If I find anything else out I will post it. For now, my goal was to let people at least know that the "win" for them was not for infringement and the truth is even if there were a couple of claims left - it has been six years since my suit and I don't think they have sued anyone else. Over the years Mark from Belquette, Scott from SWF, and others have always asked me "how is the suit going?" and we have kept in touch on it over the years. I don't think they were ever sued.


----------



## stix (Feb 3, 2008)

The history of the patent is available but you must contact the USPTO..

www.uspto.gov

go to option 5 on Patents
select PAIRS ( Public
type in patent number 6,095,628 
select image wrapper

This will show Claims and Amendment to office actions. 

Have fun


----------



## zoom_monster (Sep 20, 2006)

stix said:


> The history of the patent is available but you must contact the USPTO..
> 
> www.uspto.gov
> 
> ...


Thanks Chris

Kind of interesting to look at some of those docs, including the changes to the inventers name


----------



## allamerican-aeoon (Aug 14, 2007)

Hello from Austria! Aeoon office. Checking final inspection now and read this none sense!
Blind spot of patent law.
NeoFlex has nothing to do with this none sense patent but still it is so laughable law suit. 
Always money talks, if Us screen had money and continued on defense them there will be no judgement like above. 
Cheers! Beers are on me always.


----------



## tman1 (Jun 19, 2009)

Stix..... thanks for the update on where to find the details. I had forgotten it was called a "wrapper." My attorney basically gave the same directions you posted. You have to dig around when in the wrapper but here are two links that might help. But, reading all the paper flow is interesting.

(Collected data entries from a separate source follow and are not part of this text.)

Issue #536, opened 2019-02-12
Use a fixed version of esc


carlosms:
For `make dependencies` and `pack-migrations` we are using the latest master of https://github.com/mjibson/esc, we should be using a fixed version.

dpordomingo:
Using dep it can be locked. I'll pull request it tomorrow morning after the Empathy Session :dagger:

PR #582, opened 2019-03-06
Use a fixed version of esc

dpordomingo:
fix https://github.com/src-d/lookout/issues/536

In order to avoid updates in `esc` that would create different assets (what would cause our CI to reject the build), we could lock to a specific version.

Since `esc` does not [release](https://github.com/mjibson/esc/releases) frequently (its last release [v0.1.0](https://github.com/mjibson/esc/releases/tag/v0.1.0) was more than 1year ago) we need to use our own way to target a version.

### Alternatives:
- commit its `vendor` content instead of ignoring it (doing so we'll avoid loosing `esc` in case something disappears as it happened with `bindata`)
- treat it like any other dependency, and add it into the main `Gopkg.toml` and `vendor`.


smacker:
Actually we are using/going to use `esc` in different projects. And not only apps projects.
Do you think it makes sense to include it into `ci` repo, similar to [dep](https://github.com/src-d/ci/blob/v1/Makefile.main#L245)?

Makefile
```diff
@@ -22,6 +21,9 @@ $(MAKEFILE):
 	git clone --quiet --depth 1 -b $(CI_BRANCH) $(CI_REPOSITORY) $(CI_PATH);
 -include $(MAKEFILE)
 
+dependencies:
+	$(MAKE) -C tools dependencies
```
se7entyse7en: Can you explain to me what this line does? I'm not very familiar with makefiles yet.

se7entyse7en: Oh ok, I guess that it is equivalent to `cd tools && make dependencies` right?

smacker: you understood it correctly.

dpordomingo:
About adding it to `ci` I'd wait till we migrate to `go mod` and avoid blocking this because of that.
But yes, eventually `esc` should be provided by `ci`

smacker:
if we are talking about ci I'm not sure fixed version should depend on package manager as go mod or dep. As an example, `godep` target depends on neither of them.

smacker:
also CI is failing

dpordomingo:
`godep` target relies on `dep` installer, but `esc` has not that thing.
Should we try to replicate it and create one for `esc`? I don't think so.

Is it better to `wget` the `zip` containing its sources?https://github.com/mjibson/esc/archive/0ea7db170df78dcddf3e223365f444163147fe89.zip
I don't know... I just tried to take an approach closer to how we handle `DEPENDENCIES`: with `go get`, but with a manager being able to use locked versions.

For sure, I'm open to your suggestions :dancing_men:
They're very welcomed.

alternative;
halt this till we migrate to `go mod` and even propose an alternative in `src-d/ci`; but I'm not sure if it would be better just to move on, and progress in consecutive itterations.

smacker:
I really like `wget` solution. It is similar to `godep` one and simpler. And I think we can pull request it directly into `ci` repo.

On another hand, I'm absolutetly okay with merging this PR if we have any problems with esc right now (I don't remember any)

dpordomingo:
The problem we already have with `esc` is called `Sword of Damocles` :wink: 
Whenever they update it, it might break our builds as it did in the past a couple of times.

Anyhow; if @carlosms also preffers to download the `zip` and use it, I can go with it.

se7entyse7en:
IMO if the migration to `go mod` is happening in the short term, whatever solution is ok provided that it's not too hacky or "ugly". 😄

carlosms:
I don't have a strong preference here.
What I like about `wget` is that it fits better into the `ci` repo as @smacker said. To apply the code in bblfsh-web we would need to add all the files in `tools`, instead of just a new `make` command.

On the other hand having a `Gopkg.toml` allows us to monitor it with dependabot.

How would it look with go mod? What would it take to be able to have this in our makefile?
```
DEPENDENCIES = \
	gopkg.in/src-d/go-kallax.v1 \
	github.com/mjibson/esc@0ea7db1
```
Something like this?
```
export GO111MODULE=on
mkdir tools
cd tools/
go mod init
go get -u github.com/mjibson/esc@0ea7db1
```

Here is the revised patent with only the one remaining claim that was allowed. *Click Here*. You will note on this the reference to Scott and Pat Fresener's _Encyclopedia of Garment Printing_ - written in 1986 - that was used to show prior art.

Here is the actual "default" judgement that was entered recently. * Click Here*.


----------



## Jolly Rogers (Dec 16, 2011)

I think everyone has lost focus. A federal US court judge has ruled that US Graphic Arts has infringed on this company's intellectual property and awarded them three million dollars in damages. At this point in time it is too late to cry over tucking or f**king or if it was a default judgment or not.


----------



## tman1 (Jun 19, 2009)

Jolly Rogers said:


> I think everyone has lost focus. A federal US court judge has ruled that US Graphic Arts has infringed on this company's intellectual property and awarded them three million dollars in damages. At this point in time it is too late to cry over tucking or f**king or if it was a default judgment or not.

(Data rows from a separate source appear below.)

Issue #597, opened 2019-03-21
check token permissions on start and exit early


smacker:
Without repo:status permission, for example, lookout produces error like
```
21T17:31:47.422411061Z" level=error msg="event processing failed" app=lookoutd error="posting analysis failed: github api error: POST https://api.github.com/repos/EgorBu/best-practices-experiments/pulls/6/reviews: 404 Not Found []" event-id=872ad4684e184e8d059e3357565648604c9ec373 event-type=*pb.ReviewEvent head=refs/pull/6/head repo="https://github.com/EgorBu/best-practices-experiments.git"
```

which is super difficult to understand how to fix. (give more permissions to the token)

We can check token permission when lookout starts to report missing permissions and exit immediately.

dpordomingo:
It should also log a better error if it happens once the app is running (in case of a scope change, for example)

dpordomingo:
Also I was able [to post a comment on Egor's PRs](https://github.com/EgorBu/best-practices-experiments/pull/6#pullrequestreview-217398595) with no problem, but I got the same problem trying to update PR status.
```
lookout_1   | time="2019-03-21T17:49:04.425896303Z" level=info msg="posting analysis"
  app=lookoutd comments=1 event-id=872ad4684e184e8d059e3357565648604c9ec373
  event-type="*lookout.ReviewEvent" github.pr=6 head=refs/pull/6/head provider=github
  repo="https://github.com/EgorBu/best-practices-experiments.git"
lookout_1   | time="2019-03-21T17:49:07.949939976Z" level=error msg="posting status failed"
  app=lookoutd error="github api error: commit status could not be pushed:
    POST https://api.github.com/repos/EgorBu/best-practices-experiments/statuses/66850d582783b57654816e4d09b2aaace6017d18:
    404 Not Found []"
  event-id=872ad4684e184e8d059e3357565648604c9ec373 event-type="*lookout.ReviewEvent"
  github.pr=6 head=refs/pull/6/head provider=github
  repo="https://github.com/EgorBu/best-practices-experiments.git" status=success
```
If the user is not able to update the PR status, shouldn't be able to push comments with Lookout.

PR #602, opened 2019-03-27
Check permissions on init for token mode

smacker:
task: #597

### DIFF
--- a/provider/github/client.go
+++ b/provider/github/client.go
@@ -529,7 +529,7 @@ func CanPostStatus(client *Client, repo *repositoryInfo) error {
 	}
 
 	if r.GetPermission() != "admin" && r.GetPermission() != "write" {
-		return fmt.Errorf("client does not have write access to repository %s", repo.FullName)
+		return fmt.Errorf("token doesn't have write access to repository %s", repo.FullName)
 	}
 
 	return err
--- a/provider/github/client.go
+++ b/provider/github/client.go
@@ -481,8 +481,8 @@ func handleAPIError(resp *github.Response, err error, msg string) error {
 // ValidateTokenPermissions checks that client has necessary permissions required by lookout
 // returns error if any is missed
 func ValidateTokenPermissions(client *Client) error {
-	// actually we don't need ALL repo scope but we ask for it in documentation
-	// so let's be consistent
+	// we need `repo` access to be able to read from private repositories
+	// and `repo:status` which is part of `repo` for posting statuses
 	required := []string{"repo"}
 
 	ctx, cancel := context.WithTimeout(context.Background(), 5*time.Second)
--- a/provider/github/client.go
+++ b/provider/github/client.go
@@ -476,3 +476,14 @@ func ValidateTokenPermissions(client *Client) error {
 
 	return nil
 }
+
+// ClientCanPush check if the client has push access to a repository
+// returns error if it permission is missed
+func ClientCanPush(client *Client, repo *repositoryInfo) error {
+	ctx, cancel := context.WithTimeout(context.Background(), 5*time.Second)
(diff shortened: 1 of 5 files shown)


smacker:
Moving back to in progress. I don't see easy wait to mock existing tests. Need to try different things.

smacker:
fixed

provider/github/token_transport.go
```diff
@@ -70,13 +70,21 @@ func NewClientPoolFromTokens(
...
+			return nil, err
+		}
 
 		if _, ok := byClients[client]; !ok {
 			byClients[client] = []*repositoryInfo{}
 		}
 
 		byClients[client] = append(byClients[client], repos...)
 		for _, r := range repos {
+			err := ClientCanPush(client, r)
```
carlosms: This is actually checking if the token owner can post comments on the repo, right? It took me a moment, it looks like we will be _pushing_ code to the repo. Maybe it should be called `IsCollaborator`.

provider/github/client.go
```diff
@@ -443,3 +453,47 @@ func handleAPIError(resp *github.Response, err error, msg string) error {
 		msg,
 	)
 }
+
+// ValidateTokenPermissions checks that client has necessary permissions required by lookout
+// returns error if any is missed
+func ValidateTokenPermissions(client *Client) error {
+	// actually we don't need ALL repo scope but we ask for it in documentation
```
carlosms: If we know we don't it would also make sense to update the docs.

provider/github/token_transport.go
smacker: It checks if the token owner can update status. It requires `push` access:

> Users with push access in a repository can create commit statuses for a given SHA.

https://developer.github.com/v3/repos/statuses/#create-a-status

`IsCollaborator` can't be used because collaborator can have only `pull` access. (oops, I don't check for it, I'll fix it).

How about `CanPostStatus`?

provider/github/client.go
smacker: I'm not sure why we say we require "repo" access.

Looks like it was introduced here https://github.com/src-d/lookout/pull/398
@dpordomingo do you remember why we require `repo` instead of `repo:status`?

smacker: figured. we need it for private repos. I'll remove this comment from the code.

provider/github/token_transport.go
carlosms: much better, yes :+1: Otherwise it was a bit confusing

smacker: fixed

provider/github/client.go
dpordomingo: ups, sorry, but blame plane landed in @carlosms :trollface: 
https://github.com/src-d/lookout/pull/294/commits/62c64c107e4854b7a7dfd4f990eaa726a8af2b5b#diff-76e731333fb756df3bff5ddb3b731c46R38

provider/github/client.go
```diff
@@ -443,3 +477,60 @@ func handleAPIError(resp *github.Response, err error, msg string) error {
...
+		return err
+	}
+
+	r, _, err := client.Repositories.GetPermissionLevel(ctx, repo.Owner, repo.Name, user)
+	if err != nil {
+		return err
+	}
+
+	if r.GetPermission() != "admin" && r.GetPermission() != "write" {
+		return fmt.Errorf("client does not have write access to repository %s", repo.FullName)
```
carlosms: To be consistent with the error on `ValidateTokenPermissions` I suggest
```suggestion
		return fmt.Errorf("token doesn't have write access to repository %s", repo.FullName)
```

smacker:
I added one more test. CI passed. Merging.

You are right. My only point is that they make it appear they got the judgment because they proved there was an infringement when in fact that was not the case. I just wanted people to know the actual facts and that if you read the original patent without knowing that all but one claim was tossed then you get a sense that they own the inkjet world - which is not the case.


----------



## Jolly Rogers (Dec 16, 2011)

I am not an attorney but I can read and it appears by reviewing all of the documents that this company brought a lawsuit against US Graphics Arts six years ago for patent infringement. Your defence was to ask that the patent be reviewed by the US patent office in the hope that they would in your words ''toss'' their patent claims and render the patent useless. This was a big gamble as that did not happen. The patent office after five years of review kept the most important claim that delt with a platen moving on rails under a inkjet print head. This must have been a major disappointment for you as now you had no other options left. It looks like you made the smart business decision to cut your losses and take the judgment instead of spending more money on legal fees since you were probably going to lose since their remaining claim five seems to describe a t jets operation in perfect detail. I just hope you have the resources to pay a three million dollar judgment as they are sure to go after everyone associated with US graphic Arts company to secure their judgment


----------



## selanac (Jan 8, 2007)

You're right, your not an attorney.


----------



## stix (Feb 3, 2008)

Anyone can challenge a patent if they can provide the burden of proof that the patent is invalid. Just because one judge ruled in the plaintiffs favor doesn't mean another defendant can't make a better case.


----------



## Sun Turtle (Sep 2, 2010)

stix said:


> Anyone can challenge a patent if they can provide the burden of proof that the patent is invalid. Just because one judge ruled in the plaintiffs favor doesn't mean another defendant can't make a better case.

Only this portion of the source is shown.